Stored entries
========================================
PR #525, opened 2021-03-10
Enable nullability, round 3 of x

iamcarbon:
Another big chunk of nullability annotations

### DIFF
--- a/src/Markdig/Renderers/TextRendererBase.cs
+++ b/src/Markdig/Renderers/TextRendererBase.cs
@@ -31,6 +31,7 @@ namespace Markdig.Renderers
         {
             if (writer is null) ThrowHelper.ArgumentNullException_writer();
             this.writer = writer;
+            this.writer.NewLine = "\n";
         }
 
         /// <summary>
--- a/src/Markdig/Renderers/TextRendererBase.cs
+++ b/src/Markdig/Renderers/TextRendererBase.cs
@@ -2,6 +2,8 @@
 // This file is licensed under the BSD-Clause 2 license. 
 // See the license.txt file in the project root for more information.
 
+#nullable enable
+
 using System;
 using System.Collections.Generic;
 using System.IO;
@@ -27,8 +29,8 @@ namespace Markdig.Renderers
         /// <exception cref="ArgumentNullException"></exception>
         protected TextRendererBase(TextWriter writer)
         {
-            if (writer == null) ThrowHelper.ArgumentNullException_writer();
-            Writer = writer;
+            if (writer is null) ThrowHelper.ArgumentNullException_writer();
+            this.writer = writer;
         }
 
         /// <summary>
@@ -72,13 +74,14 @@ namespace Markdig.Renderers
     {
         private class Indent
         {
-            private readonly string _constant;
-            private readonly Queue<string> _lineSpecific;
+            private readonly string? _constant;
+            private readonly Queue<string>? _lineSpecific;
 
             internal Indent(string constant)
             {
                 _constant = constant;
             }
+
             internal Indent(IEnumerable<string> lineSpecific)
             {
                 _lineSpecific = new Queue<string>(lineSpecific);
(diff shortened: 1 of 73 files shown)


iamcarbon:
Ready for review.

src/Markdig/Renderers/TextRendererBase.cs
```diff
@@ -27,8 +29,9 @@ public abstract class TextRendererBase : RendererBase
         /// <exception cref="ArgumentNullException"></exception>
         protected TextRendererBase(TextWriter writer)
         {
-            if (writer == null) ThrowHelper.ArgumentNullException_writer();
-            Writer = writer;
+            if (writer is null) ThrowHelper.ArgumentNullException_writer();
+            this.writer = writer;
+            this.writer.NewLine = "\n";
```
MihaZupan, line 34:
```suggestion
            Writer = writer;
```
We don't gain anything by duplicating this

src/Markdig/Syntax/ContainerBlock.cs
```diff
@@ -234,14 +236,14 @@ public void RemoveAt(int index)
...
-            Array.Sort(children, 0, Count, comparer);
+            if (comparer is null) ThrowHelper.ArgumentNullException(nameof(comparer));
+            Array.Sort(children, 0, Count, comparer!);
         }
 
         public void Sort(Comparison<Block> comparison)
         {
             if (comparison == null) ThrowHelper.ArgumentNullException(nameof(comparison));
-            Array.Sort(children, 0, Count, new BlockComparer(comparison));
+            Array.Sort(children, 0, Count, new BlockComparer(comparison)!);
```
MihaZupan, line 246: This should be needed right after the `new`

src/Markdig/Syntax/ContainerBlock.cs
```diff
@@ -305,9 +306,9 @@ public BlockComparer(Comparison<Block> comparison)
                 this.comparison = comparison;
             }
 
-            public int Compare(Block x, Block y)
+            public int Compare(Block? x, Block? y)
             {
-                return comparison(x, y);
+                return comparison(x!, y!);
             }
```
MihaZupan, line 312: This should either accept non-nullable blocks, or the comparer should allow nullable

src/Markdig/Renderers/TextRendererBase.cs
iamcarbon: Sadly, the analyzer doesn't follow the setter through and mark the writer field as non-null if we do this. We could set a MemberNotNull attribute and throw when setting the writer, but we also double up some logic if we do this.

src/Markdig/Syntax/ContainerBlock.cs
iamcarbon: This is an annoying case where the nullability contract of IComparer (below) forces us to define these as nullable.

``` int Compare([AllowNull] T x, [AllowNull] T y); ``` 

The System.Comparison delegate, sadly, does NOT define the system contract with nullable attributes. Our options are limited here since we don't control either implementation / contract.

iamcarbon: UPDATE: we can make the comparison explicitly accept nullable. But this forces us to suppress its use in Array.Sort -- and we don't actually have a case to compare against null. IComparer, regardless, requires us to accept null -- so I believe this is a valid case for suppression. We could also make this class oblivious.

src/Markdig/Syntax/ContainerBlock.cs
iamcarbon: I backed up out making the comparison delegate nullable, so these suppressions are no longer needed.

src/Markdig/Renderers/TextRendererBase.cs
MihaZupan: Unfortunate :/
This would be a fine place for `MemberNotNull`, but since we'd have to add a dummy class just for this, it's fine as is.

MihaZupan (approved):
Looks good, thanks!

xoofx:
Thanks!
========================================
§ **Instructions for the task**: Out of the data above, return each line where the word "contract" can be found.

§ **Finished task**:
iamcarbon: This is an annoying case where the nullability contract of IComparer (below) forces us to define these as nullable.
The System.Comparison delegate, sadly, does NOT define the system contract with nullable attributes. Our options are limited here since we don't control either implementation / contract.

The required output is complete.